O momento é grave. A hora angustiante. O país não tem retorno, alternativa. A Pátria não tem solução. Pelo menos é isso que passa quando se ouve os comentadores e militantes do PSD na noite em que o Tribunal Constitucional voltou a explicar a Passos Coelho e Vítor Gaspar que não podem atropelar o amplamente defendido príncipio da igualdade ao elaborar orçamentos de Estado.

 

Nessa noite (fonte aqui), Na RTP Informação, o debate foi entre Bacelar Gouveia e Braga de Macedo, militantes do PSD, e Inês Serra Lopes, jornalista assumidamente de direita. Na SIC Notícias ouviu-se Paulo Rangel, eurodeputado laranja durante uma hora. No canal cabo da Cofina falou Ângelo Correia, histórico do PSD.


Já ontem, após o Conselho de Ministros Extraordinários, na SIC Notícia, o debate era entre quatro jornalistas. Pelo menos três, os homens, sopravam e espevitavam o drama desejado pelo primeiro-ministro ao anunciar o pedido de uma "audiência de urgência a um fim-de-semana com o Senhor Presidente da República". É o estado de excepção que serve o espectáculo televisivo, ajuda à propaganda governamental mas pouco contribui para a informação.

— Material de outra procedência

PR #1916, opened 2022-05-01
docs: Clarify in the docs that EventSources in Active-Passive and Sensors should use odd number of replicas

juliev0:
Checklist:

### DIFF
--- a/docs/sensors/ha.md
+++ b/docs/sensors/ha.md
@@ -2,9 +2,10 @@
 
 Sensor controller creates a k8s deployment (replica number defaults to 1) for
 each Sensor object. HA with `Active-Passive` strategy can be achieved by setting
-`spec.replicas` to a number greater than 1, which means only one Pod serves
-traffic and the rest ones stand by. One of standby Pods will be automatically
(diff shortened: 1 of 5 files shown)


docs/sensors/ha.md
```diff
@@ -2,9 +2,10 @@
 
 Sensor controller creates a k8s deployment (replica number defaults to 1) for
 each Sensor object. HA with `Active-Passive` strategy can be achieved by setting
-`spec.replicas` to a number greater than 1, which means only one Pod serves
-traffic and the rest ones stand by. One of standby Pods will be automatically
-elected to be active if the old one is gone.
+`spec.replicas` to an odd number greater than 2, which means only one Pod serves
```
whynowy, line 5: I understand RAFT recommends odd number nodes, but do we see any case that setting `replicas` to 1 or 2 fails the application, and setting to 3 makes it better?

juliev0: not that I've seen

whynowy: Then I think we should not state this.

Issue #1929, opened 2022-05-05
GitHub webhook race condition workaround abuses API when it's not needed


ibabiankou:
**Describe the bug**
Even when `DeleteHookOnFinish` is false (default value AFAICT) [GitHub EventSource starts a daemon](https://github.com/argoproj/argo-events/blob/master/eventsources/sources/github/start.go#L363-L379) that checks every minute the webhook exists on the GitHub side. It puts a hard limit on how many repositories can be handled before exceeding the rate limits.

**To Reproduce**
1. Configure a GitHub EventSource with a webhook and the `DeleteHookOnFinish` disabled.
2. The pod makes API requests to check whether the webhook exists every minute.

**Expected behavior**
The daemon to mitigate race condition should only be started when it's needed (the `DeleteHookOnFinish` flag is enabled).

**Environment (please complete the following information):**
 - Kubernetes: v1.18.20
 - Argo: v3.3.2
 - Argo Events: v1.6.0

---

**Message from the maintainers**:

If you wish to see this enhancement implemented please add a 👍 reaction to this issue! We often sort issues this way to know what to prioritize.

PR #1930, opened 2022-05-05
fix: Limit github hooks manager daemon lifetime to 10 min

ibabiankou:
Fixes https://github.com/argoproj/argo-events/issues/1929

Checklist:

### DIFF
--- a/eventsources/sources/github/start.go
+++ b/eventsources/sources/github/start.go
@@ -360,23 +360,27 @@ func (el *EventListener) StartListening(ctx context.Context, dispatch func([]byt
 		time.Sleep(time.Duration(r1.Intn(2000)) * time.Millisecond)
 		f()
 
-		go func() {
+		if githubEventSource.DeleteHookOnFinish {
 			// Another kind of race conditions might happen when pods do rolling upgrade - new pod starts
 			// and old pod terminates, if DeleteHookOnFinish is true, the hook will be deleted from github.
 			// This is a workaround to mitigate the race conditions.
-			logger.Info("starting github hooks manager daemon")
-			ticker := time.NewTicker(60 * time.Second)
-			defer ticker.Stop()
-			for {
-				select {
-				case <-ctx.Done():
-					logger.Info("exiting github hooks manager daemon")
-					return
-				case <-ticker.C:
-					f()
+			go func() {
+				logger.Info("starting github hooks manager daemon")
+				ticker := time.NewTicker(60 * time.Second)
+				defer ticker.Stop()
+				for {
+					select {
+					case <-ctx.Done():
+						logger.Info("exiting github hooks manager daemon")
+						return
+					case <-ticker.C:
+						f()
+					}
 				}
-			}
-		}()
+			}()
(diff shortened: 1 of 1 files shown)


whynowy (commented):
There's one case:

1. `DeleteHookOnFinish` was `true`;
2. `DeleteHookOnFinish` was updated to `false`
3. The new old will come up before the old pod gets terminated, which means the hook will be deleted but nobody fixes it.

I'm okay with ignoring this corner case if the rate limit is a big concern. What do you think?

ibabiankou:
Ah, very nice! I didn't think about that case 🤔 If that happens, restarting the pod would fix the issue. But that is not obvious to an operator.

Given that the race condition is only relevant first minutes of the pod lifetime, an alternative could be to simply limit the duration the daemon is alive. Let's say run it for 10 minutes.

ibabiankou:
@whynowy I've updated the PR to simply do 10 iterations, which should cover the case you described. Please let me know if there is anything else I should do to get this PR merged 😊

whynowy (commented):
@daniel-codefresh - do you see if there's any issue with this?

daniel-codefresh:
> @daniel-codefresh - do you see if there's any issue with this?

I think we should be fine with a 10 mins daemon lifetime 👍

whynowy (approved):
Thanks!

Piroddi:
@ibabiankou correct me if I'm wrong. But does this the daemon only runs for 10minutes? So if after 10 minutes someone deletes the webhook manually, it will only be recreated once this pod restarts ?

whynowy:
@ibabiankou @daniel-codefresh @Piroddi - per the link below, the rate limit is 5,000 per hour, is that correct? If that's the case, 1 request/min shouldn't be a big deal. Did I miss anything?

https://docs.github.com/en/rest/overview/resources-in-the-rest-api#requests-from-personal-accounts

whynowy:
@ibabiankou @daniel-codefresh @Piroddi - per the link below, the rate limit is 5,000 per hour, is that correct? If that's the case, 1 request/min shouldn't be a big deal. Did I miss anything?

https://docs.github.com/en/rest/overview/resources-in-the-rest-api#requests-from-personal-accounts

Stephan202:
(Colleague of @ibabiankou here:) @whynowy IIRC there's one such polling process per Github repository, and we have many of those, with more on the way.

whynowy:
> @whynowy we still using the v1.6 (Nats Streaming), therefore we needed 4 webhooks per repo across 25 repos (4 * 25 * 60 = 6000/hr). So we are getting rate-limited by Github.
> 
> Its looks like this PR just loops once a minute for 10 minutes then it stops. My worry is that if someone accidentally changes the webhook manually after the initial 10 min it will never be reconciled (I could be wrong through :) )
> 
> What about if we made the timer an ENV variable that the user can override (can leave default as 60s). I'm currently running a fork of argo-events which only loops once an hour.

Sorry I have missed the discussion here. I think making it configurable is an option.

PR #531, opened 2023-05-15
feature/dashboard-hover (ENG-1031)

jonathanprozzi:
## Linear Ticket

- [ENG-1031](https://linear.app/govrn/issue/ENG-1031/user-dashboard-show-contributions-on-hover)

## Description

- Adds a hover to the dashboard that is similar to the one on the DAO dashboard
- Shows the `name - DAO` with `Unassigned` showing for unattributed contributions
- Shows the 5 most recent, and then if there are more than 5 it shows `... and X more!`

## Screencaptures

dashboard-hover-new


apps/protocol-frontend/src/components/ContributionsHeatMap.tsx
```diff
@@ -40,7 +121,7 @@ const ContributionsHeatMap = ({
             data={contributionsCountMap.filter(
               contribution => contribution.value !== 0,
             )}
-            from={subWeeks(new Date(), 52)}
+            from={subWeeks(new Date(), YEAR)}
```
Flip-Liquid, line 124: nice. nit: maybe YEAR_WEEKS?

Flip-Liquid (approved):

apps/protocol-frontend/src/components/ContributionsHeatMap.tsx
jonathanprozzi: great call. updated that + the impacted files

PR #537, opened 2023-05-17
add twitter integration field to guild model

Flip-Liquid:
## Linear Ticket

[1107](https://linear.app/govrn/issue/ENG-1107/backend-schema-updates-for-t2c)

## Description

Prisma schema changes to support Guild Twitter integrations

## Screencaptures


apps/protocol-api/src/prisma/schema.prisma
```diff
@@ -157,6 +159,15 @@ model GuildActivityType {
   @@unique([guild_id, activity_type_id])
 }
 
+model GuildTwitterIntegration {
+  id        Int      @id @default(autoincrement())
+  createdAt DateTime @default(now())
+  updatedAt DateTime @default(now()) @updatedAt
+  guild_id  Int      @unique
+  Guild     Guild    @relation(fields: [guild_id], references: [id])
+  hashtag   String   @unique
```
jonathanprozzi, line 168: definitely great call to start with this unique, and we can always relax it a bit if we decide to

jonathanprozzi (approved):

PR #540, opened 2023-05-22
bug/improve-activity-types-invalidation-ux (ENG-1018)

jonathanprozzi:
## Linear Ticket

- [ENG-1018](https://linear.app/govrn/issue/ENG-1018/bug-improve-activity-types-invalidation-ux)

## Description

- Changes the invalidation for the contribution mutations (create and update) to invalidate the user's personal activity types query regardless of the args supplied
  - This enables the user to utilize the newly created activity type in the 'Create more' flow if they clear it and want to reselect it. It now behaves similarly to other data fields
- Makes the Activity Types selects now clearable via the X and the backspace (same as the DAO select) on both the create and edit contribution forms 

## Screencaptures

https://github.com/Govrn-HQ/govrn-monorepo/assets/9438776/d0f0c528-de05-4b8d-817a-85ca584f5e1a


amrro (approved):
LGTM. This adds up to UX. 

It's working just fine. But I wonder how changing query's key fix it for Create more option. I might missing something.

jonathanprozzi:
> LGTM. This adds up to UX.
> 
> It's working just fine. But I wonder how changing query's key fix it for Create more option. I might missing something.

Oh, it's not directly related to the Create More functionality. That was an example of where having the background invalidation would allow for someone to switch since they won't be closing the report form / reloading the page.

PR #542, opened 2023-05-25
Add  `<RequireAuth />` component for Authentication

amrro:
## Linear Ticket

[ENG-1030 - Improve Disconnected User UX](https://linear.app/govrn/issue/ENG-1030/improve-disconnected-user-ux)

## Description

`<RequireAuth />`` component manages authentication for wrapped pages in it. This component is now responsible for determining user authentication status and providing option to connect wallet without re-routing.

## Screencaptures

Screenshot 2023-06-01 at 7 45 38 PM


apps/protocol-frontend/src/components/ConnectWallet.tsx
```diff
@@ -12,16 +12,20 @@ import {
...
   Box,
   Flex,
+  ButtonProps,
 } from '@chakra-ui/react';
 import { FiKey, FiChevronDown, FiXCircle } from 'react-icons/fi';
 import { useEnsNameEthers } from '../hooks/useEnsNameEthers';
 import { displayAddress } from '../utils/web3';
 
-interface ConnectWalletProps {
+interface ConnectWalletProps extends ButtonProps {
```
jonathanprozzi, line 21: good idea!

apps/protocol-frontend/src/utils/requireAuth.tsx
```diff
@@ -0,0 +1,61 @@
...
+
+type RequireAuthProps = {
+  children: React.ReactNode;
+};
+
+const NonAuthenticatedView = () => {
+  return (
+    <GovrnCta
+      heading={'Welcome to Govrn'}
+      emoji={'🫡'}
```
jonathanprozzi, line 16: I'm thinking that the particular emoji we used in the Figma may not be fully supported.

We can replace it with 👋 - Should be able to copy this directly from the one in the Dashboard.tsx

jonathanprozzi (commented):
This looks great and streamlines quite a lot. Only question is around the rendering of the emoji. I think the one we selected may not be fully supported so I suggest we replace with 👋 for now.

jonathanprozzi:
Looks great. Emoji working better now!

One question for everyone (and not part of the scope here but the PR changes made this more apparent)

What do we think about using a primary button instead of tertiary in the Sidebar similar to what @amrro has in place for this component? I really love how the primary looks on the component but wondering if it's too much to be in the Sidebar also?

image

This isn't something we need to think about for this PR, but curious since it would be a quick change to make the ConnectWallet be primary in the Sidebar and MobileNav

I like the Connect Wallet being primary in the Sidebar but wondering if it's too much? That was the original reason we didn't use it. It looks great in the new component so figured I'd surface again!

@amsos @christinevandev

jonathanprozzi (approved):
Great job! My comment about the Sidebar doesn't block merge at all, mainly wanted to surface that since it looks really good in the new component.

amrro:
> What do we think about using a primary button instead of tertiary in the Sidebar similar to what @amrro has in place for this component? I really love how the primary looks on the component but wondering if it's too much to be in the Sidebar also?

I agree with you. Having both of the primary buttons showing might be visually overwhelming or distracting. a tertiary style for the sidebar might be more balanced without overloading the interface, I think so, @jonathanprozzi.

PR #547, opened 2023-05-30
fix/update-shield-permissions

jonathanprozzi:
## Linear Ticket

n/a

## Description

- Removing `twitter_integration_id` from the shield perms since we removed it in #543 

## Screencaptures

n/a


Flip-Liquid (approved):
thanks jp. I'll take a look as to why this was not caught in CI

PR #557, opened 2023-06-08
added user check by address back in to flow

jonathanprozzi:
## Linear Ticket

- loosely relates to ENG-939

## Description

- Quick fix to add a check back in -- more fully resolved in upcoming rework


Flip-Liquid (approved):
thanks for catching this @jonathanprozzi

PR #558, opened 2023-06-08
twitter tweet id type

Flip-Liquid:
## Linear Ticket

na
## Description

schema and app fixes for changing the unique identifier of a twitter tweet

## Screencaptures


apps/protocol-api/src/main.ts
```diff
@@ -338,4 +338,5 @@ app.get('/discord/oauth', async function (req, res) {
 });
 
 console.log('listening');
+console.log(process.env.NODE_ENV);
```
jonathanprozzi, line 341: did you add this for debugging purposes? just curious

Flip-Liquid: yep. was running aground on shield issues and wanted to make sure the proper env was being set

jonathanprozzi (approved):

PR #561, opened 2023-06-13
eng-1133/qa-join-dao-view

jonathanprozzi:
## Linear Ticket

- [ENG-1133](https://linear.app/govrn/issue/ENG-1133/qa-join-dao-view)

Note: Putting this up for review but we may want to make minor copy changes prior to merge.

## Description

- Checks if DAO exists and displays alternate CTA if not
- Resolves issue we saw with the Join DAO from this particular DAO route

## Screencaptures

https://github.com/Govrn-HQ/govrn-monorepo/assets/9438776/1616eaef-987a-432b-bbee-b3fabd2ca696


Flip-Liquid (approved):
nice fixup

PR #580, opened 2023-06-20
tip schema

Flip-Liquid:
## Linear Ticket

[ENG-1139](https://linear.app/govrn/issue/ENG-1139/tipping-backend-schema)

## Description

schema changes for tippin'

## Screencaptures


apps/protocol-api/src/prisma/schema.prisma
```diff
@@ -19,16 +19,16 @@ enum GuildStatus {
 }
 
 model User {
```
jonathanprozzi, line 21: Nice -- did we also decide we wanted to do a `tipping_enabled` boolean so we have the option to use that to check enabled/disabled instead of the contract address only? Thinking in a situation where we've created the split, a user disables and then reenables. We could set the true/false of `tipping_enabled` so we can use the original contract address

apps/protocol-api/src/prisma/schema.prisma
```diff
@@ -38,6 +38,21 @@ model User {
   guild_users          GuildUser[]
   twitter_user         TwitterUser?
   discord_users        DiscordUser[]
+  tips                 Tip[]
+  split_contracts      UserSplitContract[]
```
jonathanprozzi, line 42: Good idea! Gives us leeway to support multiple per user!

apps/protocol-api/src/prisma/schema.prisma
```diff
@@ -38,6 +38,21 @@ model User {
...
+
+model UserSplitContract {
+  id        Int      @id @default(autoincrement())
+  createdAt DateTime @default(now())
+  updatedAt DateTime @default(now()) @updatedAt
+  user_id   Int
+  user      User     @relation(fields: [user_id], references: [id])
+  chain_id  Int?
+  chain     Chain?   @relation(fields: [chain_id], references: [id])
+  address   String
```
jonathanprozzi, line 53: This would be the address of the contract? Just double checking

apps/protocol-api/src/prisma/schema.prisma
```diff
@@ -221,12 +236,13 @@ model ChainType {
...
-  name          String         @unique
-  chain_id      String         @unique
-  contributions Contribution[]
+  id                   Int                 @id @default(autoincrement())
+  createdAt            DateTime            @default(now())
+  updatedAt            DateTime            @default(now()) @updatedAt
+  name                 String              @unique
+  chain_id             String              @unique
+  contributions        Contribution[]
+  user_split_contracts UserSplitContract[]
```
jonathanprozzi, line 245: Great idea!

apps/protocol-api/src/prisma/schema.prisma
```diff
@@ -458,6 +474,22 @@ model JobRun {
   name          String
 }
 
+////
+// Tips model
+////
+
+model Tip {
```
jonathanprozzi, line 481: Looks great! Would this include both the user (tippee) and the tipper?
I know we talked about that at one point but wasn't exactly sure where we landed

jonathanprozzi (approved):
A few clarifying questions on my part, but looks great

apps/protocol-api/src/prisma/schema.prisma
Flip-Liquid: yes! great catch. sorry i missed that and thank you for doing a thorough review.

apps/protocol-api/src/prisma/schema.prisma
Flip-Liquid: correct!

apps/protocol-api/src/prisma/schema.prisma
Flip-Liquid: yep. idea is to support multiple chains.

jonathanprozzi:
Looks great!

apps/protocol-api/src/prisma/schema.prisma
jonathanprozzi: Absolutely! Great job!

Será que Passos Coelho se vai demitir? questionaram durante mais de uma hora, em tom horrendo e grosso, José Gomes Ferreira, Martim Avilez Figueiredo, Paulo Baldaia. Da intervenção banal, alinhada e previsível, safou-se Paula Santos. Curiosamente, dos quatro, a menos visível mediaticamente.


Pelo caminho, em repetições, directos, destaques, ouvi ainda Joaquim Aguiar - que foi assessor de Ramalho Eanes e consultor de Mário Soares - recuperar a sua mantra de que se tem de mudar a Constituição por não se coadunar com a realidade. Raul Vaz, jornalista com direcções de jornais na folha corrida, ia pelo mesmo caminho no Hora de Fecho.


Por um lado, contrariava o constitucionalista Jorge Reis Novais, que bem lhe tentou explicar os pontos onde chumbou o Orçamento de Estado de 2013. Por outro, tentava convencer os ouvintes que constitui uma medida de reforma do Estado o Governo ficar mais uma vez com os subsídios de Natal e de férias dos funcionário públicos.


Não chega o entendimento aquelas valorosas cabecitas para perceberem que igualdade e proporcionalidade não são um exclusivo revolucionário da Lei Fundamental portuguesa


Entretanto, a procissão deu várias voltas ao adro. Passos Coelho não se demitiu. Esta tarde, anunciou que irá fazer o que anda há 22 meses a fazer. Contra a esmagadora, omnipresente e exclusora retórica propagandística dos comentadores e jornalistas próximos do Governo, atacou órgãos de soberania, mostrou que não sabe história e que não tem uma única solução para o país. Não admira que ele e os seus andem a toda a hora a martelar a necessidade de extirpar a Constituição dos princípios da Igualdade e da proporcionalidade.